> [Requirement]: Below are the records. List every line holding the word "than".

> [Saved data entries]:

== Segment start ==

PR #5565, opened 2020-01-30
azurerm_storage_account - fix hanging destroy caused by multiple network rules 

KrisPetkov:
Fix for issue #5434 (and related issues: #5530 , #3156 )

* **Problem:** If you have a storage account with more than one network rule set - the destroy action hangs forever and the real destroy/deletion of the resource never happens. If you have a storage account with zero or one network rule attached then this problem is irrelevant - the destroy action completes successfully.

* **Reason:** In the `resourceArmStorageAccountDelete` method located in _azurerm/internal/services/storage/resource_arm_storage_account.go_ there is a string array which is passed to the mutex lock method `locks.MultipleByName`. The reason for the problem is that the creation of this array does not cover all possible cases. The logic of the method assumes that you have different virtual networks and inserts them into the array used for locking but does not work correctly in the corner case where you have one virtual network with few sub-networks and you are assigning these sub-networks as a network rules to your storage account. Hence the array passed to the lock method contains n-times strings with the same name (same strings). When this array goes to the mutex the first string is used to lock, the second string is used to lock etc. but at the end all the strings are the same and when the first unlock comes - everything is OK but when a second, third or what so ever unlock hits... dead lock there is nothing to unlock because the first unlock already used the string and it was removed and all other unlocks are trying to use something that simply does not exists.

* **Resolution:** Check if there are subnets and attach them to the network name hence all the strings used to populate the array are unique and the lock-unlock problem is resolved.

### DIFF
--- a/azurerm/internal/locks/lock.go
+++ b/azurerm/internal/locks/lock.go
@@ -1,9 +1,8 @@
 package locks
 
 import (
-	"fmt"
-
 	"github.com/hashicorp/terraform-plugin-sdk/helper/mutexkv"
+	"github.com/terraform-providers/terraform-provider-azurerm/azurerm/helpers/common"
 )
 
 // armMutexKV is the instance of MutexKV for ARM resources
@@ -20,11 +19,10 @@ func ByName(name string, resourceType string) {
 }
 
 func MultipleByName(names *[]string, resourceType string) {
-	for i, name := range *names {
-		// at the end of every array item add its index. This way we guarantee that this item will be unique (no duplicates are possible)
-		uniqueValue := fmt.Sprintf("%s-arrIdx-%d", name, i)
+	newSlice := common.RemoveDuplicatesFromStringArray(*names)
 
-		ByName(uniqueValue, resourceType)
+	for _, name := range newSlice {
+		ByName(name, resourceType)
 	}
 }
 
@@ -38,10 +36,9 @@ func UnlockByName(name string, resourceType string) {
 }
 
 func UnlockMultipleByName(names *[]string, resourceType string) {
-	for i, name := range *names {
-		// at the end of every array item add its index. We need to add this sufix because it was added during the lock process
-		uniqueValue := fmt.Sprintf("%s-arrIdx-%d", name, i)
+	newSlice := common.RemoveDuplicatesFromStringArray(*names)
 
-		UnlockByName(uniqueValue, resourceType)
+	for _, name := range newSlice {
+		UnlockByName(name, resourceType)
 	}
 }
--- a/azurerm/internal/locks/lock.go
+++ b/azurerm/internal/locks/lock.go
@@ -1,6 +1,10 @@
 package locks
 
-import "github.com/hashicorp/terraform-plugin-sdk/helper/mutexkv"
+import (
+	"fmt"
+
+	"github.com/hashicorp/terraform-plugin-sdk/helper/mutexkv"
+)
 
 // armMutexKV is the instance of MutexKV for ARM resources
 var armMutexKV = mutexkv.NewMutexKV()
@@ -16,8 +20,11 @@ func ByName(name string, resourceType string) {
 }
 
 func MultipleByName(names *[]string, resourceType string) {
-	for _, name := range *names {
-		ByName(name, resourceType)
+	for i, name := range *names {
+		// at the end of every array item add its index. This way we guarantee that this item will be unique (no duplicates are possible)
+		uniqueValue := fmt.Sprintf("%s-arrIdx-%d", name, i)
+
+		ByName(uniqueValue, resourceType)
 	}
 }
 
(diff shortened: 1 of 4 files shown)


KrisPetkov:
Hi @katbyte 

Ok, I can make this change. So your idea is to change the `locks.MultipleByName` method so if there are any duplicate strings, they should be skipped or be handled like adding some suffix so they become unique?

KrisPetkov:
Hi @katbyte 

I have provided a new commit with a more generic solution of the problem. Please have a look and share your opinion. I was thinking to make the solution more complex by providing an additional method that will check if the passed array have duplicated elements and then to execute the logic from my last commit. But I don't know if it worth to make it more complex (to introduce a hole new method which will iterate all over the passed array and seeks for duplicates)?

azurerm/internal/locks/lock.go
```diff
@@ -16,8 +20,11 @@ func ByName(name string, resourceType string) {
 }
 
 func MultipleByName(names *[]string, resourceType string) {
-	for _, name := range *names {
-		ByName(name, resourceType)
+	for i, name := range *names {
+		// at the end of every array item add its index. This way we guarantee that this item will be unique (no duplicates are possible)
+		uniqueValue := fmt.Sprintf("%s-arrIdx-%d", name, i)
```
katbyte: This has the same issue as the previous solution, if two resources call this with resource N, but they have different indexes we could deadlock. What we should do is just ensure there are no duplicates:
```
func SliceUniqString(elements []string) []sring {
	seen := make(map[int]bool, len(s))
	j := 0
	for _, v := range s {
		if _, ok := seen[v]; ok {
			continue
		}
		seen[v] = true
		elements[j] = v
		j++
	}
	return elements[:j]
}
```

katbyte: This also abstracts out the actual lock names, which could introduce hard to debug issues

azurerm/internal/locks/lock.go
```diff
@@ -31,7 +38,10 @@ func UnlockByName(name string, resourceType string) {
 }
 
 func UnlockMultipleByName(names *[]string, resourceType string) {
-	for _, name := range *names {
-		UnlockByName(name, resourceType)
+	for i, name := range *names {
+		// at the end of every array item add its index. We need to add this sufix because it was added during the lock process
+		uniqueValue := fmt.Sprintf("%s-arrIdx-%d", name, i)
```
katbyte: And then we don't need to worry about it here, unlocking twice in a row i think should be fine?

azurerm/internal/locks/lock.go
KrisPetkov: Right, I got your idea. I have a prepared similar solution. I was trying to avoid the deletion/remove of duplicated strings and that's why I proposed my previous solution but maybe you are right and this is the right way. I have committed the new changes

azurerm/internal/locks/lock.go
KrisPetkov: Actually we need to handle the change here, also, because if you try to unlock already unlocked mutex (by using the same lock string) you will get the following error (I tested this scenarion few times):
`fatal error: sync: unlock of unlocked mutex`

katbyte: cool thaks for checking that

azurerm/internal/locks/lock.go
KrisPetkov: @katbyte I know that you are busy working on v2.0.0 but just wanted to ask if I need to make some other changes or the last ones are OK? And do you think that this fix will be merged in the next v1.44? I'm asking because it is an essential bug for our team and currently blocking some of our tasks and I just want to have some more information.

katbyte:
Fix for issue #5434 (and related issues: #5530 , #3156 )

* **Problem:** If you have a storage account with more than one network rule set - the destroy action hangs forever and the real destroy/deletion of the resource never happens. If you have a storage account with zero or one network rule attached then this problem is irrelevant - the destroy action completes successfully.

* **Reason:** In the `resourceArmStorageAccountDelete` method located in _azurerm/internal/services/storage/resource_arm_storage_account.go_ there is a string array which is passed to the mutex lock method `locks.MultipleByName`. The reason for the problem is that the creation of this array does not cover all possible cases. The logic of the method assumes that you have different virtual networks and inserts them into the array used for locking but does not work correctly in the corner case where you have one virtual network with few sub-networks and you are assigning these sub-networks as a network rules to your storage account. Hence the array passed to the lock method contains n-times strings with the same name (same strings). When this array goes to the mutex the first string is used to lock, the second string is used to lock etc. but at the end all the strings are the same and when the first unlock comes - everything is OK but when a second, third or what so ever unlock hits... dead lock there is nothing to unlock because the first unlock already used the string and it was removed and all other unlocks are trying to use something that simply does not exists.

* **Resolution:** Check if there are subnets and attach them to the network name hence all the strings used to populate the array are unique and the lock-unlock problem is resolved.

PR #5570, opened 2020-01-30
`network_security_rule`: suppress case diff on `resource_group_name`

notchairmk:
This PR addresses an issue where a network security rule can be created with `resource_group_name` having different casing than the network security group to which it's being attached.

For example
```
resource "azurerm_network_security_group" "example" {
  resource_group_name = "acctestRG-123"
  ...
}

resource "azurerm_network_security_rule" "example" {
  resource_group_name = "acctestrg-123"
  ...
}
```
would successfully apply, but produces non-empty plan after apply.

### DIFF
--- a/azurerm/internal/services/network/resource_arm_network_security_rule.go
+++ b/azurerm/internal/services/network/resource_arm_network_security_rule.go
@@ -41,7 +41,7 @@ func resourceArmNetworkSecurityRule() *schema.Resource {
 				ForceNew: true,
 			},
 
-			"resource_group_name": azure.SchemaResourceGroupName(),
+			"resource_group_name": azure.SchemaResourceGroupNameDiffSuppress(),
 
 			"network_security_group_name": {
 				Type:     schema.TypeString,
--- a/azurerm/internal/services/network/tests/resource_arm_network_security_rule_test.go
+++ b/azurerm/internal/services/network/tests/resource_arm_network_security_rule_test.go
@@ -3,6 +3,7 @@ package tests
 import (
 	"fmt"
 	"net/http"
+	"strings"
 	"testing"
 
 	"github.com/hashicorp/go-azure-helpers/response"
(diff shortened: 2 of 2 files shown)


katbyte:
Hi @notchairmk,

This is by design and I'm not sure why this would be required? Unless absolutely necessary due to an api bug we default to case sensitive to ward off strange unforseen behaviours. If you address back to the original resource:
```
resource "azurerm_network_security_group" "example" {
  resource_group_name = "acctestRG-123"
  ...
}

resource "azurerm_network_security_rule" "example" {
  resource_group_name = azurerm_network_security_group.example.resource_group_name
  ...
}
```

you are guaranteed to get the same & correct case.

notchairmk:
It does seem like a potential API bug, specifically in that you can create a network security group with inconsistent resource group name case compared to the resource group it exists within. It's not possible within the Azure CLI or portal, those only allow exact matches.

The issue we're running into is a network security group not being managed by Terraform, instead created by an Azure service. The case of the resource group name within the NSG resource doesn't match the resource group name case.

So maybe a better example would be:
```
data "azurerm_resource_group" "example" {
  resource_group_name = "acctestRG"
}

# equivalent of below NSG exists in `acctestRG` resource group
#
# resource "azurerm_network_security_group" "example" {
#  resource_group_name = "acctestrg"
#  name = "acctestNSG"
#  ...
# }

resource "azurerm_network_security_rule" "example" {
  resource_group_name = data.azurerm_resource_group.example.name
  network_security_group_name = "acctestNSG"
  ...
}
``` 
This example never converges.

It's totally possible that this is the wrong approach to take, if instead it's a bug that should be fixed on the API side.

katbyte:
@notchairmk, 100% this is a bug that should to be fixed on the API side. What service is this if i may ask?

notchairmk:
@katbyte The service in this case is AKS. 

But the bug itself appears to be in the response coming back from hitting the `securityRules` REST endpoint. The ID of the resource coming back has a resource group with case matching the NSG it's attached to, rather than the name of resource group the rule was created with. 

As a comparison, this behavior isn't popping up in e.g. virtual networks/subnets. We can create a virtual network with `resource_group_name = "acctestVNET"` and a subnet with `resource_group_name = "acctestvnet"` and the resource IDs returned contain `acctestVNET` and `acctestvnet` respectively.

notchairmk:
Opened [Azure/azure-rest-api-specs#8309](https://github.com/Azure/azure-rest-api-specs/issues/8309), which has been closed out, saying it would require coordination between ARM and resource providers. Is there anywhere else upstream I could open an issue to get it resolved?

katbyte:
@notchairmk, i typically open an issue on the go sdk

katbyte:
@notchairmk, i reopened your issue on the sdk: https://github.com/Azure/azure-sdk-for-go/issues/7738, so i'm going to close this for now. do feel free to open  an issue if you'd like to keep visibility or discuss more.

== Segment end ==

> [Answer box]:
* **Problem:** If you have a storage account with more than one network rule set - the destroy action hangs forever and the real destroy/deletion of the resource never happens. If you have a storage account with zero or one network rule attached then this problem is irrelevant - the destroy action completes successfully.
* **Problem:** If you have a storage account with more than one network rule set - the destroy action hangs forever and the real destroy/deletion of the resource never happens. If you have a storage account with zero or one network rule attached then this problem is irrelevant - the destroy action completes successfully.
This PR addresses an issue where a network security rule can be created with `resource_group_name` having different casing than the network security group to which it's being attached.
But the bug itself appears to be in the response coming back from hitting the `securityRules` REST endpoint. The ID of the resource coming back has a resource group with case matching the NSG it's attached to, rather than the name of resource group the rule was created with. 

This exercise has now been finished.